== EXERCISE REQUIREMENTS ==
Figure out how many lines in the records below hold the string "blank". That number alone is the answer.

● ● ● ●

PR #533, opened 2018-08-31
fix tape play

### LINKED ISSUE #531: TAPE broke
regression!

TAPE record now only makes blank tapes.
TAPE plays not-blank tapes as silence.

antonhornquist:
fixes #531

### DIFF
--- a/sc/core/Crone.sc
+++ b/sc/core/Crone.sc
@@ -242,10 +242,18 @@ Crone {
 				player.stop;
 			};
 			fork {
+				// TODO: old school SoundFile.cue SynthDef that actually works
+				SynthDef('cronetape', { | out, amp = 1, bufnum, sustain, ar = 0, dr = 0.01 gate = 1 |
+					Out.ar(out, VDiskIn.ar(2, bufnum, BufRateScale.kr(bufnum) )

● ● ● ●

== THE COMPLETED TASK ==
2